Também detentor de nacionalidade portuguesa, mas com residência habitual em Londres, onde trabalha, Nacho Cruz foi chamado na quarta-feira, 13, à 7ª Esquadra da Divisão de Investigação Criminal de Lisboa onde foi acusado de protagonismo numa manifestação realizada “defronte à instituição do Estado angolano sem autorização”.


O representante do Ministério Público naquela unidade policial alegou que a manifestação “perturbou o silêncio do consulado com palavras ofensivas” ao Presidente João Lourenço.


O juiz de garantias da 7ª Esquadra da Divisão de Investigação Criminal de Lisboa acolheu os argumentos do Ministério Público e atribuiu ao angolano os ilícitos previstos no artigo 333º do Código de Processo Penal.


O articulado estabelece que “quem, por violência ou ameaça de violência, impedir ou constranger o livre exercício das funções de órgão de soberania ou de ministro da República é punido com pena de prisão de 1 a 8 anos, se pena mais grave lhe não couber por força de outra disposição legal”.


Acto contínuo, o juiz de garantias estabeleceu como medida de coação o Termo de Identidade e Residência nos termos do qual Nacho Cruz é obrigado a “comparecer perante a autoridade ou de se manter à disposição dela sempre que a lei obrigar ou para tal for devidamente notificado”
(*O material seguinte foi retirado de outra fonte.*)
PR #7334, opened 2017-08-10
New package: mtpaint

cr6git:


chneukirchen:
We don't do `-git` packages.

cr6git:
OK @chneukirchen , I modified the template.

PR #7339, opened 2017-08-10
linux4.4: update to 4.4.80

cr6git:


cr6git:
`4.4.81` released, no need to keep this open.

PR #7353, opened 2017-08-12
libGLES: fix common/shlibs for Opera

m-wynn:
The new version of opera looks for libGLESv2.so


ebfe:
This is not a fix, opera ships it's own libGLESv2.so.

Gottox:
I'm not in favor to change libGL for some nonfree package. Especially I'm not in favor of adding unversioned solibs again.

PR #7358, opened 2017-08-12
New package: zulucrypt

Piraty:
Including it's library zuluplay, which is a form of tcplay (formerly truecrypt)

i guess enabling gnome's libsecret support by default is suitable, although zulucrypt uses lxqt-wallet by default for it's own keywallet (a bundled lib, since lxqt-wallet is not in void's repos)


Piraty:
I have corrected the issues i got as feedback in irc.
but moving *-gui into own subpackage still leaves qt5 as a dependency for the main package... ? i guess i could leave *-gui in the main package, as this is probably the intended use for most users.

Piraty:
updated to 5.4.0

Vaelatern:
I'd merge but I screwed up fixing the merge conflict, and it needs to be two commits.

PR #7371, opened 2017-08-14
New package: fontmatrix-0.6.0

newbluemoon:


newbluemoon:
Cleaned up dependencies.

PR #8806, opened 2017-11-02
New package: ramroot

cr6git:
Experimental. 
I haven't tested it yet (and I have never used `mkinitcpio` in Void) but that sounds interesting... 

I quote the README : "This package is designed specifically to work with the Arch Linux boot process. I suspect these scripts may work with slight modifications on other distributions as well, however this is currently untested." 
Who wants to give it a try ?


cr6git:
not yet ready anyway.

PR #8851, opened 2017-11-03
Seafile and al: update to 6.1.3

yopito:
partial duplicate with #8849 : wait its merge first then reconsider these commits.


yopito:
this PR is fine now, ready for merge.

PR #8867, opened 2017-11-04
New package: tinc-pre-1.1pre15

faulesocke:
This is the "prerelease" version.


faulesocke:
Looks like it does not build with musl. The missing header file (linux/if_tun.h) is from the package kernel-libc-headers. Is there a musl equivalent to this package?

faulesocke:
Okay not sure why it still fails. The file should be there...

maxice8:
Cross-compilation is annoying, try adding kernel-libc-headers to hostmakedepends sometimes the build system only detects if it's installed in the host.

Gottox:
We try to avoid unstable releases whenever possible. Please wait for stable and update tinc.

faulesocke:
It's not an unstable release, it's just not marked as being stable. See the stable release as some LTS thing and the prerelease as the one with the features.

Gottox:
Can you point me to documentation that explains the release behavior?

faulesocke:
I think the release behaviour is probably best explained here:

https://tinc-vpn.org/goals/

So 1.0 is a "stable" release (in the debian way of thinking, i.e. they will mostly fix bugs on this version) where 1.1 is the active branch and 2.0 is the future branch.

PR #8907, opened 2017-11-05
quota: fix musl build

Piraty:
Since it didn't build on musl before.


maxice8:
DIdn't fix cross

OpenEmbedded seems to have a patch http://lists.openembedded.org/pipermail/openembedded-core/2015-April/103378.html

also no clue sys/cdefs.h is added at all since it's an internal glibc header that should be [avoided](https://wiki.musl-libc.org/faq.html#Q:.When.compiling.something.against.musl..I.get.error.messages.about..code.sys.cdefs.h..code.).

Piraty:
i applied the type patch which is more sane indeed.
cdefs.h fixed the __P issue, but that is now patched too.

thanks.

PR #8914, opened 2017-11-06
nilfs-utils: update to 2.2.7.

maxice8:
Untested


xtraeme:
Already updated... sorry

PR #8936, opened 2017-11-06
[NOMERGE] [Need License] New package: python-supervise-1.1.1.

maxice8:


Vaelatern:
Can't be merged until upstream adopts a license, unless it's marked `restricted=yes`. I'll just wait on upstream in this case.

Vaelatern:
It's ISC license, but there is no copy of the license included as per the license conditions.

maxice8:
PKG-INFO on the distfile tells us:

`License: ISC`

but there is no license on the distfile tarball

PR #8938, opened 2017-11-06
kompare: update to 17.08.2

Chocimier:


maxice8:
Cross is broken add qt5-devel to hostmakedepends

maxice8:
oops, my bad i misread the error message, replacing qt5-devel with qt5-qmake fix the error message but it ends up hitting another one.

Nacho Cruz é, ainda, proibido de mudar de residência, “nem dela se ausentar por mais de cinco dias, sem comunicar a nova residência ou o lugar por onde possa ser encontrado”.
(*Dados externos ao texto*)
PR #9081, opened 2017-11-11
go-ipfs: update to 0.4.12.

maxice8:
Untested


lemmi:
https://github.com/ipfs/go-ipfs/blob/master/docs/plugins.md#other mentions how plugins can be built in. I tried that locally for 4.11 a couple of days ago and it seems to work. Unless they add uncountable plugins, I'd like to ship them directly. Building them isolated seems a lot of work. It might also fix cross-compiliation since the loader isn't needed, but haven't tried that.

PR #9102, opened 2017-11-11
python-Jinja2: Add tests.

maxice8:


maxice8:
Package was updated on https://github.com/voidlinux/void-packages/commit/5c51d3ca23177fd93483a1c63d9b4503fc65905a but tests weren't added, PR adapted

PR #9104, opened 2017-11-11
New package: enchive

kojicomics:
We should make a patch for the Makefile to avoid the use of "nopie=yes", but I don't know how to do that.


ebfe:
Seems to work fine without `nopie=yes`. UNLICENSE needs to be installed (use vlicense).

kojicomics:
I added the function to install the license.
If I run `./xbps-src pkg enchive` without `nopie=yes`, it returns:

```
ERROR: enchive-3.3_1: non-PIE executable found in PIE build: /usr/bin/enchive
ERROR: enchive-3.3_1: failed to run post-install_06-strip-and-debug-pkgs() at line 58.
```

ebfe:
> If I run `./xbps-src pkg enchive` without `nopie=yes`, it returns:
> 
> ```
> ERROR: enchive-3.3_1: non-PIE executable found in PIE build: /usr/bin/enchive
> ERROR: enchive-3.3_1: failed to run post-install_06-strip-and-debug-pkgs() at line 58.
> ```

Hmm, works fine here. Try again after `./xbps-src bootstrap-update`,
maybe you still have the old gcc 6 in the masterdir.

kojicomics:
I tried after bootstrap-update, and even did a zap + reinstall the binary bootstrap, but neither of them seems to solve the issue.
I chroot into the masterdir, and the gcc version is the 6.3.0

ebfe:
Current gcc version is 7.2.0. Using a mirror?

kojicomics:
I built void-packages from scratch and its compiling fine now.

Essa medida de coação não impedirá, no entanto, o arguido de regressar a Londres, pois provou ao juiz que é lá onde vive e trabalha.


Estado Democrático e de Direito, em que manifestações não carecem de autorização, Portugal parece estar a estender a sua cooperação judiciária com Angola até na limitação dos direitos civis.


O artigo 333.º do Código de Processo Penal angolano estabelece que quem, “publicamente, e com o intuito de ofender, ultrajar por palavras, imagens, escritos, desenhos ou sons, a República de Angola, o Presidente da República ou qualquer outro órgão de soberania é punido com a pena de prisão de 6 meses a 3 anos ou a multa de 60 a 360 dias”.


No n.º 1 do artigo subsequente (334.º) diz-se que “quem, com tumultos, desordens ou arruaças, perturbar o funcionamento dos órgãos de Soberania é punido com pena de prisão até 3 anos ou com a multa até 360”.


As molduras penas previstas para os mesmos tipos de crimes nos dois países têm pequenas diferenças.


Mas, é óbvio que os artigos 333º dos Códigos de Processo Penal de Portugal e de Angola parecem inspirados numa mesma fonte...
A decisão do juiz de garantias da 7ª Esquadra da Divisão de Investigação Criminal de Lisboa é um claro aviso à navegação.